Desweiteren würde ich mit Hilfe eines virtuellen Postsriptplotters aus Autocad in eine Datei plotten ( hier *.eps ( EncapsulatedPostScript ))
Vorteil:
-Alles als Vektoren
- du kannst im Maßstab plotten.

flip


----------



## OXS (2. April 2004)

Leider kann ich die Daten nicht in CAD bearbeiten ich bekomme fertige DXF-Daten. Weiter müssen die Daten als Eps textlich editierbar bleiben.

Das ist ein Problem, Oder?

Trotzdem 1000Dank!


----------



## flip (3. April 2004)

Spontan weiß ich dann auch keine Antwort, wenn mir noch was einfällt, post ich das hier.
flip


----------



## christhebaer (3. April 2004)

Moin!

Du hast in deinem Eröffnungstext CorelDraw erwähnt.
Warum importierst du dir die Datei dann nicht  zuerst in Corel?

Da hast du doch auch viel mehr Einstellungsmöglichkeiten
beim importieren. (Farben, Lininestärke, . . )

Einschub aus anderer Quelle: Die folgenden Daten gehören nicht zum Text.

PR #61, opened 2019-02-26
KNOX-1793 - DefaultKeystoreService should not validate the signing key on initialization

rlevas:

Moved validation to `org.apache.knox.gateway.services.token.impl.DefaultTokenAuthorityService#start`.   

Added call to `org.apache.knox.gateway.services.token.impl.DefaultTokenAuthorityService#start` in `org.apache.knox.gateway.services.DefaultGatewayServices#start`.

Created message resource values in `org.apache.knox.gateway.GatewayResources` to help manage error messages. 

Added new unit tests.

## How was this patch tested?

Ran unit tested

Tested the following scenarios:
* Existing Default signing keystore (gateway.jks) and aliases
* Existing Custom signing keystore and aliaes
* Missing default signing keystore - keystore created on start
* Invalid master key (negative test)
* Missing custom signing keystore (negative test)
* Existing custom signing keystore with invalid password (negative test)
* Existing custom signing keystore with invalid key alias (negative test)
* Existing custom signing keystore with invalid key password (negative test)

### DIFF
--- a/gateway-server/src/main/java/org/apache/knox/gateway/services/DefaultGatewayServices.java
+++ b/gateway-server/src/main/java/org/apache/knox/gateway/services/DefaultGatewayServices.java
@@ -162,6 +162,8 @@ public class DefaultGatewayServices implements GatewayServices {
     SSLService ssl = (SSLService) services.get(SSL_SERVICE);
     ssl.start();
 
+    (services.get(TOKEN_SERVICE)).start();
+
     ServerInfoService sis = (ServerInfoService) services.get(SERVER_INFO_SERVICE);
     sis.start();
 
--- a/gateway-server/src/main/java/org/apache/knox/gateway/services/DefaultGatewayServices.java
+++ b/gateway-server/src/main/java/org/apache/knox/gateway/services/DefaultGatewayServices.java
@@ -33,6 +33,7 @@ import org.apache.knox.gateway.services.topology.impl.DefaultTopologyService;
 import org.apache.knox.gateway.services.hostmap.impl.DefaultHostMapperService;
 import org.apache.knox.gateway.services.registry.impl.DefaultServiceRegistryService;
 import org.apache.knox.gateway.services.security.KeystoreServiceException;
+import org.apache.knox.gateway.services.security.SSLService;
 import org.apache.knox.gateway.services.security.impl.DefaultAliasService;
 import org.apache.knox.gateway.services.security.impl.DefaultCryptoService;
 import org.apache.knox.gateway.services.security.impl.DefaultKeystoreService;
@@ -49,33 +50,6 @@ import java.util.Map;
 public class DefaultGatewayServices implements GatewayServices {
 
   private static GatewayMessages log = MessagesFactory.get( GatewayMessages.class );
-
-  private static final String[] SERVICE_START_ORDER = new String[]{
-      MASTER_SERVICE,
-      KEYSTORE_SERVICE,
-      ALIAS_SERVICE,
-      SSL_SERVICE,
-      TOKEN_SERVICE,
-      SERVER_INFO_SERVICE,
-      REMOTE_REGISTRY_CLIENT_SERVICE,
-      CLUSTER_CONFIGURATION_MONITOR_SERVICE,
-      TOPOLOGY_SERVICE,
-      METRICS_SERVICE
-  };
-
-  // TODO: This is the original order of service to stop... however maybe reverse of start should be done instead
-  private static final String[] SERVICE_STOP_ORDER = new String[]{
-      MASTER_SERVICE,
-      KEYSTORE_SERVICE,
-      CLUSTER_CONFIGURATION_MONITOR_SERVICE,
-      ALIAS_SERVICE,
-      SSL_SERVICE,
-      TOKEN_SERVICE,
-      SERVER_INFO_SERVICE,
-      REMOTE_REGISTRY_CLIENT_SERVICE,
-      TOPOLOGY_SERVICE,
-      METRICS_SERVICE
-  };
 
   private Map<String,Service> services = new HashMap<>();
   private DefaultMasterService ms;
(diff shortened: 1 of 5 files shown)


gateway-server/src/main/java/org/apache/knox/gateway/services/token/impl/DefaultTokenAuthorityService.java
```diff
@@ -184,7 +191,7 @@ public boolean verifyToken(JWT token, RSAPublicKey publicKey)
     PublicKey key;
     try {
       if (publicKey == null) {
-        key = ks.getSigningKeystore().getCertificate(getSigningKeyAlias(signingKeyAlias)).getPublicKey();
+        key = ks.getSigningKeystore().getCertificate(getSigningKeyAlias(null)).getPublicKey();
```
risdenk: Is `null` correct here? That seems weird...

gateway-server/src/test/java/org/apache/knox/gateway/services/token/impl/DefaultTokenAuthorityServiceTest.java
```diff
@@ -327,4 +327,215 @@ public void testTokenCreationCustomSigningKey() throws Exception {
...
+    ks.init(config, new HashMap<>());
+    ks.start();
+
+    DefaultTokenAuthorityService ta = new DefaultTokenAuthorityService();
+    ta.setAliasService(as);
+    ta.setKeystoreService(ks);
+    ta.init(config, new HashMap<>());
+    ta.start();
+
+    EasyMock.verify(config, ms, as);
```
risdenk: Should stop the ks and ts to follow the rest of the lifecycle?

gateway-server/src/main/java/org/apache/knox/gateway/services/token/impl/DefaultTokenAuthorityService.java
rlevas: In the original code, `signingKeyAlias` was set to `config.getSigningKeyAlias()`. 

In the new code `getSigningKeyAlias(String signingKeystoreAlias)` is set to return `signingKeystoreAlias` if `signingKeystoreAlias` is not null or `config.getSigningKeyAlias()` if `signingKeystoreAlias` is null.  

This is the same thing.  I don't particularly like the code, but I was trying not to change too much.  Since nothing is broken, I left it.

gateway-server/src/test/java/org/apache/knox/gateway/services/token/impl/DefaultTokenAuthorityServiceTest.java
rlevas: This seems unnecessary for the test since we are only testing the start process.  Also both stop operations are no-ops anyway.   Maybe a stop test  (`testServiceStop()`) is in order?

risdenk: Yea I guess thats true. I have experience with Apache Lucene/Solr where they track leaking threads so try to keep an eye out for start/stop patterns.

gateway-server/src/main/java/org/apache/knox/gateway/services/token/impl/DefaultTokenAuthorityService.java
```diff
@@ -205,26 +212,64 @@ public void init(GatewayConfig config, Map<String, String> options)
...
-        if (key == null) {
-          throw new ServiceLifecycleException("Provisioned passphrase cannot be used to acquire signing key.");
-        }
+      if (passphrase == null) {
+        throw new ServiceLifecycleException(RESOURCES.signingKeyPassphraseNotAvailable(config.getSigningKeyAlias()));
       }
-    } catch (AliasServiceException | KeystoreServiceException e) {
-      throw new ServiceLifecycleException("Provisioned signing key passphrase cannot be acquired.", e);
+    } catch (AliasServiceException e) {
+      throw new ServiceLifecycleException(RESOURCES.signingKeyPassphraseNotAvailable(config.getSigningKeyAlias()), e);
```
risdenk: I'm not 100% sure this is correct. I need to pull the code down tomorrow and check. This might be config.getSigningKeyPassphraseAlias?

gateway-server/src/main/java/org/apache/knox/gateway/services/token/impl/DefaultTokenAuthorityService.java
risdenk: Ok I'll pull the code down tomorrow into an IDE and take a look to see the flow.

gateway-server/src/main/java/org/apache/knox/gateway/services/token/impl/DefaultTokenAuthorityService.java
```diff
@@ -205,26 +212,64 @@ public void init(GatewayConfig config, Map<String, String> options)
...
     try {
       passphrase = as.getSigningKeyPassphrase();
-      if (passphrase != null) {
-        key = (RSAPrivateKey) ks.getSigningKey(getSigningKeyAlias(signingKeyAlias),
-            passphrase);
-        if (key == null) {
-          throw new ServiceLifecycleException("Provisioned passphrase cannot be used to acquire signing key.");
-        }
+      if (passphrase == null) {
+        throw new ServiceLifecycleException(RESOURCES.signingKeyPassphraseNotAvailable(config.getSigningKeyAlias()));
```
risdenk: should be `config.getSigningKeyPassphraseAlias()`

gateway-server/src/main/java/org/apache/knox/gateway/services/token/impl/DefaultTokenAuthorityService.java
risdenk: Should be `config.getSigningKeyPassphraseAlias()`

gateway-server/src/main/java/org/apache/knox/gateway/services/token/impl/DefaultTokenAuthorityService.java
risdenk: How about something like this:
```
private String getSigningKeyAlias(String signingKeystoreAlias) {
    if(signingKeystoreAlias != null) {
     return signingKeystoreAlias;
    }

    // Fallback to defaults
    return getSigningKeyAlias();
  }

  private String getSigningKeyAlias() {
    String alias = config.getSigningKeyAlias();
    return (alias == null) ? GatewayConfig.DEFAULT_SIGNING_KEY_ALIAS : alias;
  }
```

The places where `getSigningKeyAlias(null)` can be changed to `getSigningKeyAlias()`

gateway-server/src/main/java/org/apache/knox/gateway/services/DefaultGatewayServices.java
```diff
@@ -162,6 +162,8 @@ public void start() throws ServiceLifecycleException {
     SSLService ssl = (SSLService) services.get(SSL_SERVICE);
     ssl.start();
 
+    (services.get(TOKEN_SERVICE)).start();
```
risdenk: If we are going to add this here, we should add the corresponding `stop()` entry.

risdenk:
Sorry @rlevas found a few more things when I pulled this into my IDE.

gateway-server/src/main/java/org/apache/knox/gateway/services/token/impl/DefaultTokenAuthorityService.java
rlevas: sure.. I will update

gateway-server/src/main/java/org/apache/knox/gateway/services/token/impl/DefaultTokenAuthorityService.java
rlevas: you are correct.. Nice catch.

gateway-server/src/main/java/org/apache/knox/gateway/services/DefaultGatewayServices.java
rlevas: agreed

gateway-server/src/main/java/org/apache/knox/gateway/services/DefaultGatewayServices.java
```diff
@@ -51,6 +50,33 @@
 
   private static GatewayMessages log = MessagesFactory.get( GatewayMessages.class );
 
+  private static final String[] SERVICE_START_ORDER = new String[]{
```
risdenk: Not sure if it is easy to reverse the array. Might be easier to do `Arrays.asList(...)`. Your comment about reversing the list for stop makes sense to me.

Side note - I've wanted to do this for a long time. Even on the init method. Init is harder since there are dependencies but still seems like it should be possible.

risdenk: Not saying we should change init with this PR, just commenting that I like the cleanup :)

rlevas: I looked at the init method too, but there is a bit more going on.  

As for the reverse, the stop order was different than the start order. So right now stop is not the same as start and would not be the exact reverse as start.  I am not sure what the order really should be, maybe we need to look at the services and declare an official order.  Ideally items will stop in the reverse order of how they were started.  We do not want to stop a service that is a dependent of some running service.

risdenk:
Running through all tests locally and then will merge if they pass.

Und dann machste daraus ein hübsches EPS, und importierst
das dann in Illustrator?

Gruß
christhebaer


----------



## OXS (19. April 2004)

Bin heute aus dem Urlaub zurück,
Danke für deinen Tip werde mich mal an Corel machen!

Was ich nur nicht verstehe, mit Illustrator CS auf Windows XP
kann ich wunderbar arbeiten, jedoch mit Illustrator CS auf
OS X habe ich nur Schriftenprobleme. Da langsam die Zeit
etwas knapp bei mir wird werde ich mich wohl mit Corel an die
Arbeit machen.

Danke für die Hilfe!


----------